Eminence Plans to Vote Against Sabra's Care Capital Deal

  • Ricky Sandler’s hedge fund says it owns 3.9% stake in Sabra
  • Investor argues acquisition makes little strategic sense

Founder and chief executive officer of Eminence Capital LP, Ricky Sandler, speaks at the Skybridge Alternatives (SALT) conference in Las Vegas, Nevada, U.S., May 18, 2017.

Photographer: David Paul Morris/Bloomberg

A second investor in Sabra Health Care REIT Inc. has come out against its proposed takeover of Care Capital Properties Inc., arguing the transaction makes little strategic sense and the purchase price is too high.

Eminence Capital, the $6 billion hedge fund run by Ricky Sandler, owns 3.9 percent of Sabra’s outstanding shares and plans to vote against the deal at an Aug. 15 meeting, according to a letter to the property trust’s board. The New York-based investor said the deal would increase Sabra’s exposure to skilled-nursing facilities, a business where profits are under pressure due to a shift toward different Medicare programs.

“While we emphasize poor strategic fit as our primary issue with the transaction, the price Sabra is paying is also meaningfully too high,” Sandler wrote in the letter, which was obtained by Bloomberg. Eminence, founded in 1999, makes wagers on stocks and sometimes takes an activist approach to its investments.

Sandler says the deal goes against Sabra’s stated goal of diversifying its business, and would reverse the company’s efforts to reduce exposure to skilled-nursing facilities including its largest tenant, Genesis Healthcare Inc. After the deal closes, about 73 percent of Sabra’s business will be exposed to skilled-nursing facilities, up from about 50 percent currently, according to the letter.

As much as 85 percent of Care Capital’s business is exposed to skilled-nursing facilities, Sandler wrote, highlighting declines in rental income of at least 20 percent over the next three to five years as one of the biggest threats.

“While this deal may be near-term accretive, we strongly believe it will be decidedly dilutive after larger rent adjustments and continued industry pressures,” Sandler said, urging the board to look at alternatives.

Tenant Base

Diversifying the company’s tenant base will offset any negative impact that increased exposure to skilled-nursing facilities will have, Sabra Chief Executive Officer and Chairman Richard Matros said in a telephone interview Monday.

“The other benefits we’re getting from the deal offset what we view as a temporary increase in exposure,” he said.

Several credit rating agencies have told Sabra it needs to diversify its tenant base to receive an investment-grade credit rating, Matros said, adding that the transaction will do that and also allow the company to acquire more assets at a lower cost of capital.
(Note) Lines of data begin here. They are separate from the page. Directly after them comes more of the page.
Issue #1917, opened 2022-05-06
Opening two modal dialogs can result in a broken interaction state


peppy:
**To Reproduce**
1. Focus commits panel
2. Press "reword" binding and leave confirmation visible on screen. 
4. Press "recent repositories" binding. 
5. Hit escape many times.

**Expected behavior**

Should be able exit both modal dialogs, but can only exit one.

**Screenshots**

https://user-images.githubusercontent.com/191335/167097323-c511c378-8167-45a7-a1f6-b15214dff52f.mp4

**Desktop (please complete the following information):**
 - OS: macOS
 - The last commit id if you built project from sources: 6253258d4b59ab35088145e4b799dbbedec6783c

mark2185:
This may be solved by #1648 which is still in progress.

peppy:
This one's pretty frustrating, have had it happen a few times a week.

jesseduffield:
Sorry for neglecting this one @peppy . Fixed by https://github.com/jesseduffield/lazygit/pull/2079

PR #2079, opened 2022-08-01
fix issue caused by opening a menu over a prompt

jesseduffield:
fixes https://github.com/jesseduffield/lazygit/issues/1917

It would be great if we we able to spawn new popup panels when needed as opposed to reusing existing ones. That way we could easily hit escape to go to the previous panel. For now though we're just killing a popup panel if another popup panel appears in front of it. The exception being 'persistent' popups like the commit message popup, which have their own identity.

I've added an integration test for this to prevent regressions


pkg/gui/confirmation_panel.go
```diff
@@ -48,27 +48,15 @@ func (gui *Gui) wrappedPromptConfirmationFunction(handlersManageFocus bool, func
 	}
 }
 
-func (gui *Gui) closeConfirmationPrompt(handlersManageFocus bool) error {
+func (gui *Gui) deactivateConfirmationPrompt() {
 	gui.Mutexes.PopupMutex.Lock()
 	gui.State.CurrentPopupOpts = nil
 	gui.Mutexes.PopupMutex.Unlock()
 
-	// we've already closed it so we can just return
```
jesseduffield, line 56: this was likely only here from back when we ran the confirmation prompt's handler _before_ closing the prompt. We should be able to unconditionally call PopContext (as we're now doing above) without any concerns about what we're popping

pkg/gui/controllers/helpers/merge_and_rebase_helper.go
```diff
@@ -149,17 +149,12 @@ func (self *MergeAndRebaseHelper) CheckMergeOrRebase(result error) error {
 		return nil
 	} else if isMergeConflictErr(result.Error()) {
 		return self.c.Confirm(types.ConfirmOpts{
-			Title:               self.c.Tr.FoundConflictsTitle,
-			Prompt:              self.c.Tr.FoundConflicts,
-			HandlersManageFocus: true,
```
jesseduffield, line 154: I think I missed this one when removing the other places where HandlersManageFocus proved unnecessary after changing to pop first then run the callback. I've tested this just now and it works fine

pkg/gui/recent_repos_panel.go
```diff
@@ -60,8 +60,12 @@ func (gui *Gui) getCurrentBranch(path string) string {
 }
 
 func (gui *Gui) handleCreateRecentReposMenu() error {
-	// we skip the first one because we're currently in it
-	recentRepoPaths := gui.c.GetAppState().RecentRepos[1:]
+	// we'll show an empty panel if there are no recent repos
```
jesseduffield, line 63: random bug I found

peppy:
Can confirm that this does solve the issue, thank you.

pkg/gui/recent_repos_panel.go
mark2185: Do elaborate. Currently only the `cancel` button appears, what will happen in this case?

I tested it, `RecentRepos` always contains _at least one_ repo (the current one), and `[1:]` will result in an empty array in that case..

jesseduffield:
Just gotta appease these tests before merging

pkg/gui/recent_repos_panel.go
jesseduffield: when running the integration test we must have had zero recent repos there somehow. I'm aware that just showing the cancel button isn't great but this was just to prevent the app from crashing

Issue #1928, opened 2022-05-08
One file not showing in lazygit Files pane


kofm:
Suddenly in one of my repos one file is always not showing in the Files pane (either tracked or not tracked). `git status` shows the correct file list. I tried reinstalling and clearing my config with no success. It doesn't happen in other repos

Example:

![image](https://user-images.githubusercontent.com/12545394/167288933-352be36d-2ed4-4e81-a630-9cbc7f436253.png)
Lazygit:
![image](https://user-images.githubusercontent.com/12545394/167288942-1e994356-4b8d-42c5-9273-c2cc86613ccf.png)
If I discard changes in .gitignore with `git checkout -- .gitignore`
![image](https://user-images.githubusercontent.com/12545394/167288958-33bdbecd-fca2-4ce8-9a71-156cdc15c1bf.png)
Even if I stage the hidden file, it doesn't show up. 
Working on Arch Linux 5.17.4-arch1-1, lazygit commit=v0.34, build date=2022-04-27T13:28:28Z, build source=binaryRelease, version=0.34, os=linux, arch=amd64

mark2185:
Could you try building `master` to see if it helps? If it's even reproducible now

mark2185:
I think it's the same issue as #1788, the errors/warnings aren't ignored and that mucks up the file view, at least that's my suspicion, hadn't confirmed it yet.

Issue #2056, opened 2022-07-26
Files in folder starting with an dot not shown in files for staging


Wulfheart:
**Describe the bug**
Files in folders that start with an `.` are not displayed 

**To Reproduce**
1. Add a named `.azuredevops` on the root level of your project
2. Add a file in this folder
3. Open lazygit

**Expected behavior**
I expect the files in that folder to be shown in the staging panel. 

**Desktop (please complete the following information):**
 - OS: Windows
 - Lazygit Version: I installed it with `go get`. I am unfortunately unable to retrieve the version number.

Thanks in advance.

mark2185:
Does the file appear when you use `git` through the `CLI`, namely `git status` ?

Wulfheart:
@mark2185 Yes.

mark2185:
Could you try installing `lazygit` with `go install github.com/jesseduffield/lazygit@latest`, just to rule out a possible outdated version? It should be `v0.35`.

Wulfheart:
That's what I did last Friday. Is there any way to obtain the version number?

mark2185:
Alright, let's see what's next.

Could you add a file (not folder) with a leading `.`?
Does it appear in `lazygit` if you stage it manually through the `CLI`, i.e. are only `unstaged` folders affected?

Wulfheart:
I have just a `.gitignore` file.
It is not shown when I add a file manually with git add .test (this file even has some content). 
It works fine for other files which don't start with a dot.

It also affects file in the folder with a dot after this folder has been committed and new files (with content) are added within that folder.

Wulfheart:
I figured it out. It had something to do with the `statusLines` in https://github.com/jesseduffield/lazygit/blob/367b0d331836c90c015bf0c45f88612f3d94d08a/pkg/commands/loaders/files.go#L104. I had a warning at the top of the status output which caused the output of status lines to start with `warning` which didn't allow a proper parsing. Therefore it is not an issue of folders starting with a dot. It would always apply to the first file.

mark2185:
Great, thanks for narrowing it down!

That's actually what I was aiming at with:

- Do you have a .gitattributes file?
- Is that the only file that should appear in the files tab? Could you add **more**?

It's a replicate of #1788 and #1928, thanks for reporting! Will mark it as somewhat higher priority! Would you be interested in taking a shot?

Wulfheart:
No. I don't have one. I had an issue with a submodule.

[...]

PR #2081, opened 2022-08-01
Changed to ignore stderr when loading git status

Ryooooooga:
Fix https://github.com/jesseduffield/lazygit/issues/1928 and https://github.com/jesseduffield/lazygit/issues/2056

Fix the first file not showing when there is a branch/tag named head.

```sh
$ git branch head
$ git status -z
warning: refname 'HEAD' is ambiguous.
warning: refname 'HEAD' is ambiguous.
?? a?? b
```

before:
スクリーンショット 2022-08-02 8 26 40

after:
スクリーンショット 2022-08-02 8 26 30


pkg/commands/oscommands/cmd_obj_runner.go
```diff
@@ -90,6 +116,20 @@ func (self *cmdObjRunner) RunWithOutputAux(cmdObj ICmdObj) (string, error) {
...
 }
 
+func (self *cmdObjRunner) RunWithStdoutAux(cmdObj ICmdObj) (string, error) {
+	self.log.WithField("command", cmdObj.ToString()).Debug("RunCommand")
+
+	if cmdObj.ShouldLog() {
+		self.logCmdObj(cmdObj)
+	}
+
+	output, err := sanitisedCommandOutput(cmdObj.GetCmd().Output())
```
jesseduffield, line 126: @Ryooooooga if there actually is an error that we want to surface to the user, will this properly capture it?

jesseduffield (changes requested):
Looks good just one question (sorry for late review btw)

pkg/commands/oscommands/cmd_obj_runner.go
Ryooooooga: ah. Changed to capture error messages and return stderr as well.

Those acquisitions will shrink its exposure to skilled-nursing facilities over time, he said.

“There’s an attempt to kill the deal because the conventional wisdom here, and I wouldn’t disagree with it, is that the stock would probably pop back to where it was before the deal was announced,” Matros said in an interview, referring to the investors’ objections. “They don’t offer any strategic alternatives.”

Sabra hasn’t had any talks with Eminence nor does it have any scheduled, he said.

A representative for Care Capital didn’t respond to requests for comment.

Share Decline

Eminence joins Hudson Bay Capital Management, which came out against the deal earlier this month. Hudson Bay said in its own letter to the board that the deal has already caused a massive decline in Sabra’s share price.

Shares of Sabra are down about 12 percent since announcing the all-stock deal to acquire Care Capital in May. Care Capital fell 5.7 percent over the same period, erasing the initial gains after the deal was disclosed. The Dow Jones Equity REIT Total Return Index rose 3 percent during that time.

Shareholder Approval

Under the terms of the deal, Care Capital shareholders would receive 1.123 Sabra shares for each Care Capital share. That represented about a 12 percent premium to Care Capital’s closing price on May 5, the last trading day before the deal announcement.

The deal, which creates a health-care REIT with a combined 564 investments, requires approval from a majority of shareholders who cast a ballot at the August 15 meeting. Sabra’s management team would lead the combined company, which would have an enterprise value of about $7.4 billion and keep the Sabra name, the companies said at the time.

Sabra, based in Irvine, California, is a real estate investment trust that owns nursing homes, assisted-living facilities and rehabilitation and independent-living centers. Chicago-based Care Capital acquires and leases skilled-nursing facilities and other health-care properties.